XXXV. Partage du butin. Quand les chefs commencèrent à croire que leur voix pouvait être entendue d'une soldatesque effrénée, ils ordonnèrent d'apporter dans un dépôt commun tout ce qui avait été trouvé dans le pillage. On ne pouvait pas s'attendre à une restitution fidèle; cependant il se trouva que la masse du butin à partager s'élevait à quatre cent mille marcs d'argent. Un quart fut réservé pour l'empereur qui devait être élu; le reste fut partagé également entre les Vénitiens et les Français. La part de ceux-ci fut donc de cent cinquante mille marcs. Ils commencèrent par en prélever cinquante mille, pour s'acquitter envers les Vénitiens de ce qu'ils leur devaient encore; de sorte qu'il resta cent mille marcs à répartir entre tous ceux qui composaient l'armé. Chaque fantassin eut cinq marcs, chaque homme de cheval le double, et chaque chevalier ou prêtre le quadruple; ce qui prouve qu'il ne restait pas plus de quinze mille hommes dans l'armée des Français.

Mais la somme régulièrement partagée n'était qu'une faible partie de ce que le pillage avait produit. Villehardouin évalue le butin des Français à quatre cent mille marcs, sans compter ce dont on n'eut pas connaissance. Or, si on ajoute à cette somme une somme égale pour les Vénitiens, les cinquante mille marcs qu'on préleva pour leur créance, et les cent mille qui furent mis en réserve pour l'empereur, on trouvera un total de 950 mille marcs; à quoi il faut ajouter les parts des seigneurs, sans doute bien plus considérables, les rapines ignorées, les objets vendus, estimés à vil prix ou détruits; et si on considère que cette ville, où l'on faisait un pillage équivalent au moins à deux cents millions de notre monnaie d'aujourd'hui[239], venait d'être ravagée par trois incendies effroyables, on se fera quelque idée de la richesse de cette capitale.

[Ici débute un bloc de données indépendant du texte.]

PR #113, opened 2022-07-04
[BE-104] Fix pipeline examples

rossgray:
Currently, quite a few of the examples are failing. This PR fixes these. I'm not too familiar with all the expected behaviour of this library so any help here would be greatly appreciated.


examples/api_pipeline_run.py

L'esprit spéculateur des Vénitiens se montra au milieu de ce désordre général, dont ils entrevirent l'occasion de profiter. Ils proposèrent de se charger de tout le butin, et de donner cent marcs d'argent à chaque homme de pied, deux cents à chaque homme de cheval, et quatre cents aux chevaliers et aux prêtres. Ce marché ne fut pas accepté; mais cette offre prouverait que la somme trouvée était bien plus considérable que celle dont on a cherché ci-dessus à établir l'évaluation.

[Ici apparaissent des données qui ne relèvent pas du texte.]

PR #117, opened 2022-08-02
Add concept of compute requirements for a Run, Pipeline and Function

rossgray:
## Changes

- Added `ComputeRequirements` for `Run` (which can be given defaults at the `Pipeline`/`Function` level)
- Added `compute_type` to `Pipeline`s and `Function`s too (since it feels sensible if they can specify compute requirements they should also be able to specify the compute type)

## Questions/Comments

- So far I've only added a single optional compute requirement, `min_gpu_vram_mb` (not sure if this is the best name or if just `min_vram_mb` would be better?)
- Not sure whether to add these fields to the response schemas such as `PipelineGet`?

### DIFF
--- a/pipeline/schemas/run.py
+++ b/pipeline/schemas/run.py
@@ -4,7 +4,7 @@ from typing import Any, List, Optional, Union
 
 from pydantic import root_validator
 
-from pipeline.schemas.compute_requirements import ComputeRequirements
+from pipeline.schemas.compute_requirements import ComputeRequirements, ComputeType
 from pipeline.schemas.file import FileGet
 from pipeline.schemas.function import FunctionGet, FunctionGetDetailed
 from pipeline.schemas.pipeline import PipelineGet, PipelineGetDetailed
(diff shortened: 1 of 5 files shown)


pipeline/schemas/run.py
```diff
@@ -48,6 +43,7 @@ class RunCreate(BaseModel):
     blocking: Optional[bool] = False
     # By default a Run will require GPU resources
     compute_type: ComputeType = ComputeType.gpu
```
alexpearce, line 45: I think we're planning over having a Run's requirements 'override' those given in the runnable. The `compute_type` field should then also be optional, a missing value meaning 'using the requirements from the runnable'.

alexpearce (commented):
The schemas look reasonable to me, thanks!

Have you thought about the Run/Pipeline creation interface for specifying requirements? Do you want to work on that here or a separate PR?

pipeline/schemas/run.py
rossgray: Good point, have fixed that 👍

rossgray:
> Have you thought about the Run/Pipeline creation interface for specifying requirements? Do you want to work on that here or a separate PR?

Will probably do this in a follow up PR

alexpearce (approved):
:shipit:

Les reliques furent partagées avec le même soin que les richesses, sauf les pieux larcins dont nous avons cité quelques exemples. Le doge envoya à Venise une portion de la vraie croix, un bras de saint George, une partie du chef de saint Jean-Baptiste, le corps de sainte Luce, celui du prophète saint Siméon, et une fiole du sang de Jésus-Christ.

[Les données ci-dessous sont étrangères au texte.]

PR #118, opened 2022-08-09
Allow clients to specify compute requirements

rossgray:
Allows users to specify the compute type (CPU/GPU) and additional GPU compute requirements at both a Pipeline and individual Run level.

### DIFF
--- a/pipeline/schemas/pipeline.py
+++ b/pipeline/schemas/pipeline.py
@@ -1,7 +1,7 @@
 from datetime import datetime
 from typing import Dict, List, Optional, Set
 
-from pydantic import Field, root_validator
+from pydantic import Field, root_validator, validator
 
 from pipeline.schemas.base import BaseModel
 from pipeline.schemas.compute_requirements import ComputeRequirements, ComputeType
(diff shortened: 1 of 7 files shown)


pipeline/schemas/pipeline.py
```diff
@@ -88,3 +88,15 @@ class PipelineCreate(BaseModel):
...
+    def compute_type_is_gpu(cls, v, values):
+        """If compute_type is not 'gpu' we don't expect any additional compute
+        requirements to be specified.
+        """
+        if values["compute_type"] != ComputeType.gpu:
+            if v and v.min_gpu_vram_mb:
+                raise ValueError(
+                    "min_gpu_vram_mb should only be specified for gpu workloads"
+                )
+        return v
```
alexpearce, line 102: Neat way of codifying the constraints. Hopefully we can design the OpenAPI spec in a way that the generated schemas contain such checks.

alexpearce (approved):
Looks great to me, thanks for the work.

How about a test that verifies the run-overrides-pipeline logic?

rossgray:
Thanks for the review @alexpearce

> How about a test that verifies the run-overrides-pipeline logic?
This logic is all contained within the backend when the run is submitted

L'avidité spécule sur-tout: les reliques vraies ou supposées devinrent un objet de commerce.

Il y avait à Constantinople d'autres trophées dont les guerriers occidentaux ne connaissaient pas encore le prix. Tout ce que les lettres grecques et latines avaient produit, tout ce que le savoir avait confié au papier, était recueilli depuis neuf siècles dans de vastes bibliothèques, que les soldats dispersèrent ou que la flamme dévora. On doit déplorer cette perte; mais il n'est pas possible de l'apprécier.